→ Problem requirements
Only the lines below, from the one with "--- a/lib/active_model/serializable_resource.rb" through the one with "# @return the", are to be written out, exactly.
== Segment start ==
PR #1247, opened 2015-10-06
Add support for toplevel JSON API links.

beauby:
As an adapter option:
```ruby
render json: posts, links: { self: { href: "http//api.domain.com/posts" } }
```

### DIFF
--- a/lib/active_model/serializable_resource.rb
+++ b/lib/active_model/serializable_resource.rb
@@ -1,7 +1,7 @@
 require 'set'
 module ActiveModel
   class SerializableResource
-    ADAPTER_OPTION_KEYS = Set.new([:include, :fields, :adapter, :meta, :meta_key])
+    ADAPTER_OPTION_KEYS = Set.new([:include, :fields, :adapter, :meta, :meta_key, :links])
 
     # Primary interface to composing a resource with a serializer and adapter.
     # @return the serializable_resource, ready for #as_json/#to_json/#serializable_hash.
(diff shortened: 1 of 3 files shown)


lib/active_model/serializable_resource.rb
```diff
@@ -1,7 +1,7 @@
 require 'set'
 module ActiveModel
   class SerializableResource
-    ADAPTER_OPTION_KEYS = Set.new([:include, :fields, :adapter, :meta, :meta_key])
+    ADAPTER_OPTION_KEYS = Set.new([:include, :fields, :adapter, :meta, :meta_key, :links])
```
bf4: nice!  shouldn't this integrate with existing code such as pagination links?

NullVoxPopuli:
:+1:

lib/active_model/serializable_resource.rb
beauby: Not really, pagination is automagically added to resources anyways.

joaomdmoura: but would both work well together? What do you think about adding a test covering it? :smile:

joaomdmoura:
Just one small comments, would be nice to have this test IMO. Other then this it LGTM

lib/active_model/serializable_resource.rb
beauby: Yes, the pagination stuff just updates the links.

joaomdmoura:
LGTM then, merging it.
== Segment end ==
→ Exercise response
--- a/lib/active_model/serializable_resource.rb
+++ b/lib/active_model/serializable_resource.rb
@@ -1,7 +1,7 @@
 require 'set'
 module ActiveModel
   class SerializableResource
-    ADAPTER_OPTION_KEYS = Set.new([:include, :fields, :adapter, :meta, :meta_key])
+    ADAPTER_OPTION_KEYS = Set.new([:include, :fields, :adapter, :meta, :meta_key, :links])
 
     # Primary interface to composing a resource with a serializer and adapter.
     # @return the serializable_resource, ready for #as_json/#to_json/#serializable_hash.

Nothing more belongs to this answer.